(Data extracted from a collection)

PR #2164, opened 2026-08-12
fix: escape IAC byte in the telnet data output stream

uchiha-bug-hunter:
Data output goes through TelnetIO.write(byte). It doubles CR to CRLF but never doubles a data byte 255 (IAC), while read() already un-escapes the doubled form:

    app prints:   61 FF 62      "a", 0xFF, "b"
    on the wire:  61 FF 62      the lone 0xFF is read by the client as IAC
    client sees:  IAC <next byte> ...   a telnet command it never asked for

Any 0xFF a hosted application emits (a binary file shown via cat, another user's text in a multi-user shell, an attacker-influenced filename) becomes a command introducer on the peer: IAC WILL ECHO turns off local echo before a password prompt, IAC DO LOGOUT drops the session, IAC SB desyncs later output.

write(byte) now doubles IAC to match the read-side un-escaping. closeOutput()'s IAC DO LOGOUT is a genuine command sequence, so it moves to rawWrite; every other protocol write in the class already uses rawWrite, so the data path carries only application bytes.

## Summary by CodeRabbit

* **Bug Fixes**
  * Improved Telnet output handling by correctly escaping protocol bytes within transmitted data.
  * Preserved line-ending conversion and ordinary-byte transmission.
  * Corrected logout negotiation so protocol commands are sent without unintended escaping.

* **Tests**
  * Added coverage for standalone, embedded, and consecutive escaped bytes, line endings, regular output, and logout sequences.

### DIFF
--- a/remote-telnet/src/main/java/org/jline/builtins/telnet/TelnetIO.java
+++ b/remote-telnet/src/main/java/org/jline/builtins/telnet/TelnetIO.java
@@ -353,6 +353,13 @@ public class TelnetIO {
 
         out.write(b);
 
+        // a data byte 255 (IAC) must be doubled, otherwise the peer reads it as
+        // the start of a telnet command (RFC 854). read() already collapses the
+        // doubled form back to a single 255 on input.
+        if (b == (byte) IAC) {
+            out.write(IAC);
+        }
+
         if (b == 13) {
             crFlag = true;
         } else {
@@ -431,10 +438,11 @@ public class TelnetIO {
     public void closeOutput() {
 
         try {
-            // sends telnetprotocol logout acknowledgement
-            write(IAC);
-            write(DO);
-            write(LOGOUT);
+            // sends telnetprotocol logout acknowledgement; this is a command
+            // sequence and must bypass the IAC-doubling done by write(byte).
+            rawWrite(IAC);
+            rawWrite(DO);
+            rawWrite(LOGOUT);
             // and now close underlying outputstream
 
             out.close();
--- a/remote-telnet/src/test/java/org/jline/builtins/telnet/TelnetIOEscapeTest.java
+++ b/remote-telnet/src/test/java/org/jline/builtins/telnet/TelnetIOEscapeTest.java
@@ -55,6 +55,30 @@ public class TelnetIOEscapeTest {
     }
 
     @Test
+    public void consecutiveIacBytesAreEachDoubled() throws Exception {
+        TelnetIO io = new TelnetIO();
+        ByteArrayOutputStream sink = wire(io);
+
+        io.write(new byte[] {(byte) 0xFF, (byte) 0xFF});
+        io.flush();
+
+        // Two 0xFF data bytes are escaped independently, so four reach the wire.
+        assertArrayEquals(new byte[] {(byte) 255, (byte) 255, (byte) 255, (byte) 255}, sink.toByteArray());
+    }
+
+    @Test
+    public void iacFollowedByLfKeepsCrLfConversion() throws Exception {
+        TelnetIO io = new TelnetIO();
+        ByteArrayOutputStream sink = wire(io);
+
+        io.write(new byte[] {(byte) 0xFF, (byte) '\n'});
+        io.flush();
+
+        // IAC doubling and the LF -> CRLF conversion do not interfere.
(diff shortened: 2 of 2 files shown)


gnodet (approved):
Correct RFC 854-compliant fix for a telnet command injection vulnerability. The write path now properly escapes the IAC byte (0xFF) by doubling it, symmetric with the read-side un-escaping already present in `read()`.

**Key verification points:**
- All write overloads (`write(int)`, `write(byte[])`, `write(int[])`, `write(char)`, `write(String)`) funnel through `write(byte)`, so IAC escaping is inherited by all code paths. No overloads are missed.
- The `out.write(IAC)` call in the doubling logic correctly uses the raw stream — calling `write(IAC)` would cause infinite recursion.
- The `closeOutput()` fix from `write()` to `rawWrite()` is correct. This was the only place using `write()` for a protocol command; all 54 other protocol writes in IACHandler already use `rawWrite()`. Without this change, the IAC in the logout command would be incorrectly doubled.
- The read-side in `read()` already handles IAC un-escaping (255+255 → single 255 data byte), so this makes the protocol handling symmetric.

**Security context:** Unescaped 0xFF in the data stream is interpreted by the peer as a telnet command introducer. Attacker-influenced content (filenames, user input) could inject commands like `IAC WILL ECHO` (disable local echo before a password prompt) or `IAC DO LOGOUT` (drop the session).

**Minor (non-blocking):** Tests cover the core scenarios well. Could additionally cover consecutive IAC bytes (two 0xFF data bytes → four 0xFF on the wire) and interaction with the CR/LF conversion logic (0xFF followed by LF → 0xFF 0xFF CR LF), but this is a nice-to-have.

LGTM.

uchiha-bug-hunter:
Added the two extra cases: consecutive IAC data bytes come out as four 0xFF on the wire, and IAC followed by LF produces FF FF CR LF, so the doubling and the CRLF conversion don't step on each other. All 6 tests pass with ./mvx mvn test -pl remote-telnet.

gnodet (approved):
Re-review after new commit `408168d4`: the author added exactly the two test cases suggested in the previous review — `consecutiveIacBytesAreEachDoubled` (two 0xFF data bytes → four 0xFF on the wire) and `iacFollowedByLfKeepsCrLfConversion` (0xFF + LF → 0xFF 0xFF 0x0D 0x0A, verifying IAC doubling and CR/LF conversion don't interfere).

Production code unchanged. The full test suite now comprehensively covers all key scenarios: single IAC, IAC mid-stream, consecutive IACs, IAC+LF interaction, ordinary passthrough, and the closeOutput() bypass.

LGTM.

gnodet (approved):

(What you have to do)
Nothing should be returned except the lines from the first line of the data above through the line with "never asked for", each one exact.

(Completed task)
PR #2164, opened 2026-08-12
fix: escape IAC byte in the telnet data output stream

uchiha-bug-hunter:
Data output goes through TelnetIO.write(byte). It doubles CR to CRLF but never doubles a data byte 255 (IAC), while read() already un-escapes the doubled form:

    app prints:   61 FF 62      "a", 0xFF, "b"
    on the wire:  61 FF 62      the lone 0xFF is read by the client as IAC
    client sees:  IAC <next byte> ...   a telnet command it never asked for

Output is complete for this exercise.